Simple Port Forwarding on IPTABLES over NAT-T

Assuming you have:

Machine 1 with WAN and LAN interfaces running IPTABLES with NAT-T
Machine 2 with only LAN interface

Machine 1 WAN interface is WAN_IF
Machine 2 LAN interface is LAN_IF
Machine 2 LAN IP is DEST_IP
Machine 1 Port that is being forwarded is FWD_PORT
MAchine 2 Port that is being forwarded to is DEST_PORT

You want to to forward ports on Machine 1 to Machine 2.

Here's a snippet that can be added to /etc/sysconfig/iptables that does that.

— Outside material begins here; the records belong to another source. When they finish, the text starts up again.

PR #526, opened 2020-11-14
Node Public Key exposed in /node/info

fboucquez:
This PR is an alternative to https://github.com/nemtech/catapult-rest/pull/525

Instead of creating a new endpoint, the node public key is added to the node info. 

image

ideally, this PR is temporary until server api provides the node public keys for local and known remote peers.

https://github.com/nemtech/catapult-server/issues/110

If core could return that, node/info and node/peers (for the remote known peers) would work out of the box without rest loading the key from the pem file. Clients would know th node keys of all the known peers via one rest.

### DIFF
--- a/catapult-sdk/src/model/ModelSchemaBuilder.js
+++ b/catapult-sdk/src/model/ModelSchemaBuilder.js
@@ -228,7 +228,8 @@ class ModelSchemaBuilder {
 				friendlyName: ModelType.string,
 				host: ModelType.string,
 				publicKey: ModelType.binary,
-				networkGenerationHashSeed: ModelType.binary
+				networkGenerationHashSeed: ModelType.binary,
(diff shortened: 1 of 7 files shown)


rg911 (approved):

segfaultxavi:
Sorry but `publicKey` and `nodePublicKey` is a horribly confusing choice of words. One should not be part of the other.
Ideally, both should have a different prefix indicating their purpose. 
I don't know this purpose but maybe we can use `signing`, `creation`, `harvesting`, `communication`, `comm`, `tls`...

fboucquez:
Yes @segfaultxavi I agree. 

The old publicKey is not enough, we need to add a new one without breaking too much. 

Please have a look at https://github.com/nemtech/symbol-openapi/pull/244 and we comment from there.

PR #542, opened 2020-12-03
Updated version and CHANGELOG.md

fboucquez:


segfaultxavi (approved):
No problems with the text.

CHANGELOG.md
```diff
@@ -3,6 +3,24 @@ All notable changes to this project will be documented in this file.
 
 The changelog format is based on [Keep a Changelog](https://keepachangelog.com/en/1.0.0/).
 
+## [v2.2.0] - 3-Dec-2020
+### Added
+- Catapult-server finality (0.10.0.4) support.
```
rg911, line 8: Catapult-server finality (0.10.0.4 - testnet/v3) would be clearer

version.txt
```diff
@@ -1 +1 @@
-2.1.1
+2.2.0
```
rg911, line 1: should we use version suffix to differentiate between main & testnet?
e.g. 2.2.0-tesetnet

rg911 (commented):
we should make a

version.txt
fboucquez: I wouldn't add the testnet prefix/suffix. Server and libs are not adding it.

PR #550, opened 2020-12-13
- Use fork height from network properties

rg911:


rest/src/routes/finalizationRoutes.js
```diff
@@ -35,18 +38,31 @@ module.exports = {
 		const { connections } = services;
 		const { timeout } = services.config.apiNode;
 
+		const readAndParseNetworkPropertiesFile = () => {
+			const readFile = util.promisify(fs.readFile);
+			try {
```
fboucquez, line 43: Is it possible to move the read of configuration files to a service? 

1) be reused here and in the network routes
2) having the object cached in memory, for some reason the file is being read every request.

In the *nat block, after the NAT-T lines:
-A PREROUTING -d WAN_IP -i WAN_IF -p tcp -m tcp --dport FWD_PORT -j DNAT --to-destination DEST_IP:DEST_PORT
-A POSTROUTING -s DEST_IP -o WAN_IF -j SNAT --to-source WAN_IP
#-A POSTROUTING -o LAN_IF -p tcp --dport FWD_PORT -d DEST_IP -j SNAT --to DEST_IP**
COMMIT

**If machine 2 is NOT set up to use Machine 1 as a gateway, then uncomment that line.

In the *filter block:
-A FORWARD -d DEST_IP -i WAN_IF -o LAN_IF -p tcp -m tcp --dport FWD_PORT -m state --state NEW -j ACCEPT
COMMIT

And you're done.

I usually use VNC to test this. Install VNC on the LAN Machine 2, use port 5900 as the DEST_PORT and FWD_PORT and test.